Tatsächlich ist was wahres dran. Die Rechner mit AT-Netzteil hatten noch den Stromschalter des Netzteils vorn am Case zum einschalten, also die vollen 220V. Da konnte man noch sicher sein, wenn man vorn am PC den Schalter drückte liefen zumindest die Lüfter an. 
Meiner Erfahrung nach läuft jedes NT-OS viel stabiler, sicherer und sauberer als Windows98SE. Selbst meine Kiste, die wirklich gut läuft, lieferte gestern einen BSOD nachdem er aus dem Standby aufgeweckt wurde. Daran sind 9x-User gewohnt.


----------



## Herb_G (24. Oktober 2016)

Jedes einzelne Wort gelesen, sehr geiler Bericht - und vor allem geile Zockmaschine. Bis einschließlich XP läuft ja auch noch der Gamport. Ab Vista hatte man keine Chance mehr, die Geräte zum Laufen zu bringen. Ein Trauerspiel. So gute Joysticks gibt es heute gar nicht mehr.


----------



## PCGH_Torsten (24. Oktober 2016)

@Herb-G:Es gibt von Logilink einen funktionierenden Gameport-USB-Adapter. Zwar hat man nur die Wahl zwischen vier verschiedenen USB-Gameport-Geräten, die emuliert werden sollen, so dass keine komplexen Zusatzfunktionen nutzbar sind. Aber für zwei Achsen und vier Tasten reicht es bei mir –  modernere Sticks waren ja oft nativ USB-tauglich. Ich persönlich nutze Microsoft Prescision Pro (USB-taugliche Version mit einfachem Adapter) und Boeder P-16 (via Logilink) auch unter Windows 7 regelmäßig.



shootme55 schrieb:


> Vielleicht findet irgendwer noch einen Weg, eine leistungsfähigere Architektur sauber zum laufen zu bringen, und ich freu mich drauf es zu lesen. Aber für mich kleinen Baumeister waren die Grenzen (The final Frontier) definitiv erreicht.

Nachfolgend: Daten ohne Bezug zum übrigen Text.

PR #305, opened 2022-06-13
[release/public-v2] fixes for cheyenne and addition of FV3_WoFS_v0 to build

mark-a-potts:
Fixes modules for Cheyenne.

### DIFF
--- a/modulefiles/build_cheyenne_gnu
+++ b/modulefiles/build_cheyenne_gnu
@@ -8,11 +8,11 @@ proc ModulesHelp { } {
 module-whatis "Loads libraries needed for building SRW on Cheyenne"
 
 module load cmake/3.22.0
+module load python/3.7.9
 module load ncarenv/1.3
 module load gnu/11.2.0
 module load mpt/2.25
 module load ncarcompilers/0.5.0
-module load python/3.7.9
 module unload netcdf
 
 module use /glade/work/epicufsrt/GMTB/tools/gnu/11.2.0/hpc-stack-v1.2.0/modulefiles/stack
--- a/modulefiles/build_cheyenne_intel
+++ b/modulefiles/build_cheyenne_intel
@@ -7,11 +7,13 @@ proc ModulesHelp { } {
 
 module-whatis "Loads libraries needed for building SRW on Cheyenne"
 
-module purge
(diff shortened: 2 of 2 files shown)


christopherwharrop-noaa:
My initial test of this failed for Intel on Cheyenne:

Von PCI-E-BSODs wurde ich vermutlich verschont, weil ich auf dem Core 2 System mangels Geforce-9-Treiber nur 2D nutzen konnte und meine 2ZS habe ich auch immer nur mit dem Treiber von der CD betrieben. Die Suche nach Treiber-Downloads nahm erst mit Windows 7 ungeahnte Ausmaße an. Mit Nvidia-Intel-Chipsätzen würde ich es übrigens nicht versuchen. Die waren schon mit aktueller Hard- und Software nicht unprobelmatisch, da werde ich eher das Risiko mit einem noch neueren Intel-Chipsatz wagen. Wenn ich mal Zeit hab™ 
(Ich bin gestern noch über das Gerücht gestolpert, es gebe eine Forceware 82.96 für 98SE, die alles bis zu Geforce 7900 unterstützt. Und ich hab da noch eine G71-bestückte 7800 GS im Schrank *juckende Finger*)




Lonesloane schrieb:


> Danke für den Bericht! Ich habe selbst noch 2 Retroprojekte mit Athlon 2400 und 939 Dual und gehe die jetzt mal an nachdem ich deinen Bericht gelesen habe.
> 
> Eine Frage hätte ich noch: Läuft auf deinem System Diablo 1? Oder muss man da sogar auf Win95 gehen? Ich meine mich zu erinnern, daß es auf Win98 nicht lief.



Ich habe Diablo1 seinerzeit unter Win98SE durchgespielt, also muss es prinzipiell gehen. Frag mich aber nicht, ob da schon irgendwelche Patches dabei waren. Da das Spiel meiner Erinnerung nach keine 3D-Beschleunigung nutzt, müsste es aber auch in virtuellen Maschinen problemlos laufen.


----------



## Rotkaeppchen (24. Oktober 2016)

shootme55 schrieb:


> ...Meiner Erfahrung nach läuft jedes NT-OS viel stabiler, sicherer und sauberer als Windows98SE. ....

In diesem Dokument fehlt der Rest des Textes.